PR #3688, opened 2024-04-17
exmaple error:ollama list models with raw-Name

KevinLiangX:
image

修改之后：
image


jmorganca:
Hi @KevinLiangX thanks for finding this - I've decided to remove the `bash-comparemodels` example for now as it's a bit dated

PROMPT »
Copy the entries word for word. Leave nothing out.

RESULT FOR THIS EXERCISE »
PR #3688, opened 2024-04-17
exmaple error:ollama list models with raw-Name

KevinLiangX:
image

修改之后：
image


jmorganca:
Hi @KevinLiangX thanks for finding this - I've decided to remove the `bash-comparemodels` example for now as it's a bit dated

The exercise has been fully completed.